A day after announcing executive changes, Beyond posted a loss larger than an analyst estimate on revenues exceeding the forecast as new leadership noted the company continues a strategic review of non-core operations.
Net loss was $161 million, or $3.55 per diluted share, versus a net loss of $15.5 million, or 34 cents per share, in the year-prior quarter. Adjusted for one-time events, net loss was $55.4 million, or $1.22 per share, in the year-earlier period, the company reported. A year earlier, while still operating as Overstock, the company posted an adjusted net loss of $2 million, or four cents per diluted share.
A fourth-quarter analyst consensus estimate from Zacks Investment Research pegged Beyond’s adjusted diluted net loss at 71 cents per share. However, revenues topped a Zacks estimate by 12.05%.
Net revenue was $384.5 million versus $404.9 million in the year-before quarter. Operating loss was $64.6 million versus an operating loss of $2.6 million in the year-previous period.
Beyond pointed out that its active customer file reached 5.6 million in the quarter, an increase of 9% year-over-year.
For the full fiscal year, net loss was $307.8 million, or $6.81 per diluted share, versus a net loss of $35.2 million, or 83 cents per diluted share, in the year prior. Adjusted net loss was $88.3 million, or $1.95 per diluted share, versus earnings of $22.9 million, or 52 cents per diluted share, in the year-past period.
The year before, net revenue was $1.56 billion versus $1.93 billion. Operating loss was $118.1 million versus operating income of $27 million in the year previous.
Marcus Lemonis, who became Beyond executive chairman of the board in the recent executive restructuring, said in a conference call that the company would have a singular purpose, to unlock the home’s potential for both owners and renters, giving Beyond a chance to expand the lifetime value of each customer and, so, drive growth and profitability.
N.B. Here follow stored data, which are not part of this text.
PR #39, opened 2016-09-14
Handle recommended reset() before while(join()) internally

Nicolasdejean:
with three more parameters: reset (true or false)#6 , number of delay and max attempts. No need to use a while(join()).


src/TheThingsNetwork.cpp
```diff
@@ -219,7 +219,16 @@ bool TheThingsNetwork::personalize(const byte devAddr[4], const byte nwkSKey[16]
...
 
-bool TheThingsNetwork::join(const byte appEui[8], const byte appKey[16]) {
+bool TheThingsNetwork::join(const byte appEui[8], const byte appKey[16], bool reset, long int nbr_delay, int max_attempts) {
+  
+  static int nbr_attempts;
+
+  if (nbr_attempts++ <= max_attempts)
+     if (TheThingsNetwork::join(appEui, appKey, true, nbr_delay, max_attempts) == true)
+        return (true);
+  delay(nbr_delay);
```
johanstokking: Why not loop here?

src/TheThingsNetwork.cpp
```diff
@@ -219,7 +219,16 @@ bool TheThingsNetwork::personalize(const byte devAddr[4], const byte nwkSKey[16]
...
+  if (reset == true)
+    TheThingsNetwork::reset();
```
johanstokking: See other comment

src/TheThingsNetwork.h
```diff
@@ -44,7 +44,7 @@ class TheThingsNetwork
     void init(Stream& modemStream, Stream& debugStream);
     void reset(bool adr = true, int sf = DEFAULT_SF, int fsb = DEFAULT_FSB);
     bool personalize(const byte devAddr[4], const byte nwkSKey[16], const byte appSKey[16]);
-    bool join(const byte appEui[8], const byte appKey[16]);
+    bool join(const byte appEui[8], const byte appKey[16], bool reset = true, long int nbr_delay = 20000, int max_attempts = 1000);
```
FokkeZB: - I would bring the delay down to `10000`.
- I would default `max_attempts` to `0` meaning it will try forever, which is what our examples currently do and the node is useless without join.

Nicolasdejean:
@johanstokking Do you mean loop after delay() ?

johanstokking:
I mean, loop in `join()`, until either a successful join or the number of attempts is reached.

Nicolasdejean:
Well there's already a loop in join(): join() recalls himself recursively until it is a successfull join() or the number of attempts is reached.

johanstokking:
@Nicolasdejean I see that, but this recursive pattern consumes an unnecessary amount of memory on the stack and is hard to read, while the only thing you want to do here is loop.

Also don't call `join()` as static method.

src/TheThingsNetwork.h
Nicolasdejean: I default max_attempts to -1 so it could loop forever until a successful join.

FokkeZB: Defaulting to `0` also works fine since you start at 1 and use `!=` not `<=`

src/TheThingsNetwork.cpp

In developing an affinity model, providing both products and services that grow the lifetime value, Beyond will focus on expanding and growing the core business starting by generating revenue there and delivering better margins.
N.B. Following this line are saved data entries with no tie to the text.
PR #41, opened 2016-09-14
defined debugSerialPrint/Ln for Serial and debugPrint/Ln for Stream

Nicolasdejean:
to avoid warnings while compilating so in examples use debugSerialPrint/Ln and debugPrint/Ln in library.
You have to: #define DEBUG 1 in examples #4

### DIFF
--- a/src/TheThingsNetwork.h
+++ b/src/TheThingsNetwork.h
@@ -23,6 +23,17 @@
 #define HEX_CHAR_TO_NIBBLE(c) ((c >= 'A') ? (c - 'A' + 0x0A) : (c - '0'))
 #define HEX_PAIR_TO_BYTE(h, l) ((HEX_CHAR_TO_NIBBLE(h) << 4) + HEX_CHAR_TO_NIBBLE(l))
 
+#ifdef DEBUG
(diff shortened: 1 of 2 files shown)


johanstokking:
This defines it in the header so it increases the likelihood of define collisions no?

src/TheThingsNetwork.h
```diff
@@ -23,6 +23,15 @@
 #define HEX_CHAR_TO_NIBBLE(c) ((c >= 'A') ? (c - 'A' + 0x0A) : (c - '0'))
 #define HEX_PAIR_TO_BYTE(h, l) ((HEX_CHAR_TO_NIBBLE(h) << 4) + HEX_CHAR_TO_NIBBLE(l))
 
+#ifdef DEBUG
+#define debugPrintLn(...) { if (debugSerial) debugSerial.println(__VA_ARGS__); }
+#define debugPrint(...) { if (debugSerial) debugSerial.print(__VA_ARGS__); }
+#else
+#define debugPrintLn(...)
+#define debugPrint(...)
+#endif
```
johanstokking: No need to put it in the header

johanstokking:
This PR is effectively an empty new line now, isn't it?

PR #42, opened 2016-09-14
called reset() in personalize()

Nicolasdejean:
Added a bool in parameter: true does a reset, false doesn't.#6


src/TheThingsNetwork.cpp
```diff
@@ -201,7 +201,10 @@ bool TheThingsNetwork::enableFsbChannels(int fsb) {
   return true;
 }
 
-bool TheThingsNetwork::personalize(const byte devAddr[4], const byte nwkSKey[16], const byte appSKey[16]) {
+bool TheThingsNetwork::personalize(const byte devAddr[4], const byte nwkSKey[16], const byte appSKey[16], bool reset) {
+  
+  if (reset == true)
+    TheThingsNetwork::reset();
```
johanstokking:
```
if reset() {
  reset();
}
```

FokkeZB:
@johanstokking can't we just call `reset()` unless `personalize()` was called with no arguments? Or am I not understanding the reason for `reset()`?

johanstokking:
Yep. I think if you want to personalize with custom keys, that it's good to reset first. Otherwise, when you want to personalize with whatever is in the RN module, you don't reset first.

src/TheThingsNetwork.cpp
```diff
@@ -201,7 +201,11 @@ bool TheThingsNetwork::enableFsbChannels(int fsb) {
   return true;
 }
 
-bool TheThingsNetwork::personalize(const byte devAddr[4], const byte nwkSKey[16], const byte appSKey[16]) {
+bool TheThingsNetwork::personalize(const byte devAddr[4], const byte nwkSKey[16], const byte appSKey[16], bool reset) {
```
FokkeZB: As per @johanstokking's comment https://github.com/TheThingsNetwork/arduino-device-lib/pull/42#issuecomment-247356579 we can drop the `reset` arg and add a `personalize()` proto with no args which does no `reset()` and skips the 3 `mac set` commands. Of course this means the `personalize()` which does take 3 arguments can start with `reset()` and the 3 commands and then call the `personalize()` with no arguments to keep code DRY.

src/TheThingsNetwork.cpp
```diff
@@ -201,16 +201,15 @@ bool TheThingsNetwork::enableFsbChannels(int fsb) {
   return true;
 }
 
-bool TheThingsNetwork::personalize(const byte devAddr[4], const byte nwkSKey[16], const byte appSKey[16], bool reset) {
+bool TheThingsNetwork::personalize(const byte devAddr[4], const byte nwkSKey[16], const byte appSKey[16]) {
   
-  if (reset) {
+  if (devAddr != NULL && nwkSKey != NULL && appSKey != NULL) {
```
FokkeZB: @johanstokking would know better, but I think it's preferable to have a separate proto with no args. That makes it more clear that you either need to pass all 3 or none.

src/TheThingsNetwork.cpp
```diff
@@ -203,12 +203,15 @@ bool TheThingsNetwork::enableFsbChannels(int fsb) {
 
 bool TheThingsNetwork::personalize(const byte devAddr[4], const byte nwkSKey[16], const byte appSKey[16]) {
   
-  if (devAddr != NULL && nwkSKey != NULL && appSKey != NULL) {
-    TheThingsNetwork::reset();
-    sendCommand(F("mac set devaddr"), devAddr, 4);
-    sendCommand(F("mac set nwkskey"), nwkSKey, 16);
-    sendCommand(F("mac set appskey"), appSKey, 16);
-  }
+  TheThingsNetwork::reset();
```
johanstokking: Why static?

src/TheThingsNetwork.cpp
```diff
@@ -203,12 +203,15 @@ bool TheThingsNetwork::enableFsbChannels(int fsb) {
...
+  sendCommand(F("mac set devaddr"), devAddr, 4);
+  sendCommand(F("mac set nwkskey"), nwkSKey, 16);
+  sendCommand(F("mac set appskey"), appSKey, 16);
+  return (personalize());
```
johanstokking: Don't use parentheses when they're not necessary

johanstokking:
@Nicolasdejean no it's OK like this

Code is approved

@FokkeZB can you test?

FokkeZB:
I've successfully tested with this in `setup()`

```c
  ttn.init(loraSerial, debugSerial);

  debugPrintLn("Personalize with keys");
  ttn.personalize(devAddr, nwkSKey, appSKey);

  debugPrintLn("Send 0x11");
  byte payload[] = { 0x11 };
  ttn.sendBytes(payload, sizeof(payload));

  debugPrintLn("Personalize without keys");
  ttn.personalize();

  debugPrintLn("Send 0x22");
  byte payload2[] = { 0x22 };
  ttn.sendBytes(payload2, sizeof(payload2));
```

Both messages came through fine.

He said Beyond’s main goal this year is to achieve $2 billion in sales while sequentially improving margins. In combination with material SG&A reductions, Beyond’s initiatives should produce a profitable run rate by year-end 2024.
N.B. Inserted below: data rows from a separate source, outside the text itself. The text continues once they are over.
PR #45, opened 2016-09-16
wait process in ttn.init()

### LINKED ISSUE #44: Hide wait process in setup
```c
  // Wait a maximum of 10s for Serial Monitor
  while (!debugSerial && millis() < 10000);
```

I think this line can be put in the ttn.init() function.
If it create a problem, we can add a third parameter to init to disable the wait.
We can also create a separate function in ttn to do so.

Nicolasdejean:
Put the line:
``` while (!&debugStream && millis() < time) ```
with "time" an long int in parameter (if time  = 0; it disable the wait proccess).

Closes #44


FokkeZB:
On second thought, I'm not sure if we should do #44 at all. It makes it feel like a feature of the lib, while it's just an Arduino debug best practice.

johanstokking:
Agreed

PR #5, opened 2015-08-02
Update autogen.sh

rcseacord:
removed config.h.in~ from the libpng_autotools_files list because it was causing a false positive for missing files.


glennrp:
Revised patch to put config.h.in~ in the "libpng_autools_extra" list.  Thanks!

PR #8, opened 2015-08-07
pngtran.c: remove `break;` from default branch.

vszakats:
```
../../../pngrtran.c:979:10: warning: 'break' will never be executed [-Wunreachable-code-break]
         break;
         ^~~~~
```

### DIFF
--- a/pngrtran.c
+++ b/pngrtran.c
@@ -976,7 +976,6 @@ png_set_rgb_to_gray_fixed(png_structrp png_ptr, int error_action,
 
       default:
          png_error(png_ptr, "invalid error action to rgb_to_gray");
-         break;
    }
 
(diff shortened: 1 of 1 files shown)


glennrp:
I combined the three pull requests regarding removing "break" statements into one and pushed to glennrp/libpng "libpng16" branch.  I did not remove the two "unreachable" png_error calls but instead surrounded them with #ifdef PNG_DEBUG/#endif directives.  Thanks.

vszakats:
Thank you! (I didn't remove them, just moved them around - but it's better this way)

vszakats:
Thanks again @glennrp. I'm closing this for now. Will recheck and report in case any warning remains.
(New results will eventually appear on https://travis-ci.org/vszakats/harbour-core)

PR #10, opened 2015-08-24
rewrote png_save_uint_32 and png_save_int_32 for portability and to eliminate undefined behaviors

rcseacord:
rewrote png_save_uint_32 function to be portable across difference sizes of int without undefined behavior

rewrote png_save_int_32 to use png_save_uint32

tested both functions for all integer values.


glennrp:
See libpng-1.6.22beta03

PR #13, opened 2015-09-15
[libpng16] tests backported from libpng 1.7

jbowler:
This updates libpng16 with all the test changes from libpng17,
including changes to pngvalid.c to ensure that the original,
distributed, version of contrib/visupng/cexcept.h can be used.

pngvalid contains the correction to the use of SAVE/STORE_
UNKNOWN_CHUNKS; a bug revealed by changes in libpng 1.7.  More
tests contain the --strict option to detect warnings and the
pngvalid-standard test has been corrected so that it does not
turn on progresive-read (there is a separate test which does
that.)

Some signed/unsigned fixes have been made.


glennrp:
Merged.

PR #15, opened 2015-09-17
[libpng17] correct low-depth-gray code and enable tests

jbowler:
The low-bit-depth gray tests were disabled in prior versions of libpng because
of problems which should have been fixed by the recent changes to libpng17,
enabling the tests reveals bugs in those changes which are fixed by this commit.


jbowler:
Merge verified; everything is at commit d280c3a now and there were no
substantial change after I back merged to my libpng16-1.  My overnight
tests passed completely on x86_64 (including armv6j, armv7a and aarch64
cross-builds).

I'll look at the Coverity issues next; the ones I've checked so far are
pretty straightforward.

Quite a few of the UNTESTED cases still present are unreachable code;
memcpy skipped when source == dest, which always happens with some
transforms because they only run after something else has made source and
destination the same.
​

PR #16, opened 2015-09-18
Coverity related changes

jbowler:
These should fix most of the reported Coverity issues.  The remaining issues
should be the back_b etc assignments, which look like a Coverity bug, and
passing a pointer to a byte to a function that expects a pointer to one or more
bytes, which should (I believe) be fixed in one case and not the other
(next_filter) case; the latter case will probably go away as I am going to
rewrite that piece of code to avoid a spurious buffer allocation.


glennrp:
Merged.

PR #19, opened 2015-09-18
Libpng15

jbowler:
Two commits, one simply copies the libpng17 pngvalid.c to libpng15, however this requires a fix to png_set_filler which byte-swaps the filler in the 16-bit case (i.e. regardless of whether the 16-bit byte swapping is turned on the filler is always wrong!)

We may have discussed this before, the problem is that this change would be bug-incompatible with the current libpng15 and any app that has worked around the bug without reporting it (!) would break in the minor release.  If you want I can simply make pngvalid.c disable png_set_filler tests in libpng versions less than 1.6

### DIFF
--- a/contrib/libtests/pngvalid.c
+++ b/contrib/libtests/pngvalid.c
@@ -1,8 +1,8 @@
 
 /* pngvalid.c - validate libpng by constructing then reading png files.
  *
- * Last changed in libpng 1.5.18 [February 6, 2014]
- * Copyright (c) 2014 Glenn Randers-Pehrson
+ * Last changed in libpng 1.6.18 [(PENDING RELEASE)]
+ * Copyright (c) 2014-2015 Glenn Randers-Pehrson
  * Written by John Cunningham Bowler
  *
  * This code is released under the libpng license.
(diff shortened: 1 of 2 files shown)


glennrp:
We fixed the filler byte order problem in libpng-1.6.17, so it's bug-incompatible with 1.6.16.  I don't remember promising bug-compatibility, so we might as well fix libpng-1.5.x as well.

jbowler:
Worth a warning though.  If someone encountered it and simply worked round
it without filing a bug I think the result is their own problem.

John

On Fri, Sep 18, 2015 at 7:12 PM, Glenn Randers-Pehrson <

> We fixed the filler byte order problem in libpng-1.6.17, so it's
> bug-incompatible with 1.6.16. I don't remember promising bug-compatibility,
> so we might as well fix libpng-1.5.x as well.
>
> —
> <https://github.com/glennrp/libpng/pull/19#issuecomment-141609463>.
>



-- 
+1 (541) 450-9885
PO BOX 3151
KERBY OR 97531-3151
USA

jbowler:
Verified

glennrp:
On Fri, Sep 18, 2015 at 10:14 PM, John Bowler <notifications@github.com>
wrote:

> Worth a warning though. If someone encountered it and simply worked round
> it without filing a bug I think the result is their own problem.
>

Where should the warning go (besides already in CHANGES and ANNOUNCE?)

Lemonis also addressed Beyond’s blockchain business, its Medici portfolio, and speculation that, as part of the review of non-core assets, changes might be made in that operation. Since April 2021, Medici has been managed under a limited partnership agreement with Pelion Ventures. The partnership came with an annual management fee in addition to upside deal economics in exchange for them handling the Medici companies and building value. Lemonis said that, although the prospects for a few of the Medici companies are exciting, the overall portfolio performance has not lived up to expectations, so Beyond will increase communication with the respective companies and work more closely with Pelion to modify the relationship in a way that unlocks value and holds parties accountable.
In announcing the financial results, Lemonis said,“Over the last 75 days into my tenure, we have made substantial progress laying the foundation for a high growth, differentiated business model with high customer affinity. Active customers returned to year-over-year growth for the first time in three years, with over 700,000 customers added to our customer file. Our mandate is to grow our customer file, provide a service level that improves retention and minimizes customer returns. We believe that mandate will result in improved margins and profitability through Beyond.com and our core business. It is our goal to achieve $2 billion in revenue in 2024 and a $3 billion revenue run rate by the end of 2025. This projected revenue improvement, coupled with improved margins and a reduced expense structure, provides a clear path to profitability.”
Still, Adrianne Lee, chief financial and administrative officer, expressed some disappointment with the latest financial results.
“As a team, we are dissatisfied with the Q4 results and have taken steps to grow revenue, improve margins, and reduce our fixed costs,” she said. “In December, we announced $25 million of annualized cost reductions. Since that time, we have increased our target to $45 million of annualized expense reduction, freeing up capital to exclusively invest in growth.”
Dave Nielsen, CEO of the soon-to-be revived Overstock business, said, “Planned investments to support the Bed Bath & Beyond brand launch and reignite our customer file are delivering results. We have accelerated customer acquisition during the quarter, driving a vast improvement in our revenue performance. While we spent the back half of the year launching Bed Bath & Beyond, we’ve simultaneously laid the groundwork to reignite Overstock by the end of the first quarter. We believe the combination of these two anchor brands will contribute to achieving our revenue goals.”
Chandra Holt, newly appointed CEO of the Bed Bath & Beyond business and its related brands, added, “I joined the company because I’m passionate about Bed Bath & Beyond and am driven to reestablish its category dominance. We have significant opportunities ahead of us with our robust portfolio of brands. It is my goal to have Bed Bath & Beyond be a leader in unified commerce, win on home-related assortments and provide unprecedented value for our customers. I look forward to leading the charge in positioning the business for growth and interacting with the investment community.”